● **Supplied material**
= Beginning of Section =
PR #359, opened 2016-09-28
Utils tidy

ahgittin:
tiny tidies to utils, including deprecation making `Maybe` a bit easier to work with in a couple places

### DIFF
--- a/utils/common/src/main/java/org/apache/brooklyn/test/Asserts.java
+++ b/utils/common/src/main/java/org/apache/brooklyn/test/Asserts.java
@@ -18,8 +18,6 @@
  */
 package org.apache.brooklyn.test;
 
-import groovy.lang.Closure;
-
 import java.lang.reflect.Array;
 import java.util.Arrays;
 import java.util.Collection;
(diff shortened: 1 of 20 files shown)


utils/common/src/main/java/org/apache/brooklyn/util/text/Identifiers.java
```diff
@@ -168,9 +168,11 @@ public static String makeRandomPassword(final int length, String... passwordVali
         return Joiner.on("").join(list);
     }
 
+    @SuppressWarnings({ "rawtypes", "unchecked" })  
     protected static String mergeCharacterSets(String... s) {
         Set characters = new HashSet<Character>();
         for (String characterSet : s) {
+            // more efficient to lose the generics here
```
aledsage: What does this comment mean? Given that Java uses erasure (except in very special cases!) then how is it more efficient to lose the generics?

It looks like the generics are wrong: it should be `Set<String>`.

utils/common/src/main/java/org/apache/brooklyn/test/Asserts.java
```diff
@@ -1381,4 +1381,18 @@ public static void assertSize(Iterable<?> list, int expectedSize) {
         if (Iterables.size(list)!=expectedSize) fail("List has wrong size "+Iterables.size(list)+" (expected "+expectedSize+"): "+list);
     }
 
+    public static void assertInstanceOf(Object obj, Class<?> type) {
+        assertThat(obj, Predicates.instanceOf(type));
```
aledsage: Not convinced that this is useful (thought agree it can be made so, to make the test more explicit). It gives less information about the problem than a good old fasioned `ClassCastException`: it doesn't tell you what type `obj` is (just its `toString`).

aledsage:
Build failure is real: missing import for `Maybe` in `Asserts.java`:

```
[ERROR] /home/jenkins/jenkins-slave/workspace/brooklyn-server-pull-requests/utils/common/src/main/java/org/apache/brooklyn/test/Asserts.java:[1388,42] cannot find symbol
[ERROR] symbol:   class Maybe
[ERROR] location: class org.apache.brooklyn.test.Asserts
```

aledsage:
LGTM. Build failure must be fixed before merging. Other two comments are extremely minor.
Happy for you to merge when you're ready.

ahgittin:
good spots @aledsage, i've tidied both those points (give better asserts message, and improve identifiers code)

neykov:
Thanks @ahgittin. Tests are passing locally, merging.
= End of Section =
= Beginning of Section =
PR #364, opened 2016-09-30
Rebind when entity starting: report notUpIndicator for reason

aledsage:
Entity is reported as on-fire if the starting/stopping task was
= End of Section =
● **Directions for this task**
Show every line in the entries where the string "Maybe" occurs.

● **Final answer**
tiny tidies to utils, including deprecation making `Maybe` a bit easier to work with in a couple places
Build failure is real: missing import for `Maybe` in `Asserts.java`:
[ERROR] symbol:   class Maybe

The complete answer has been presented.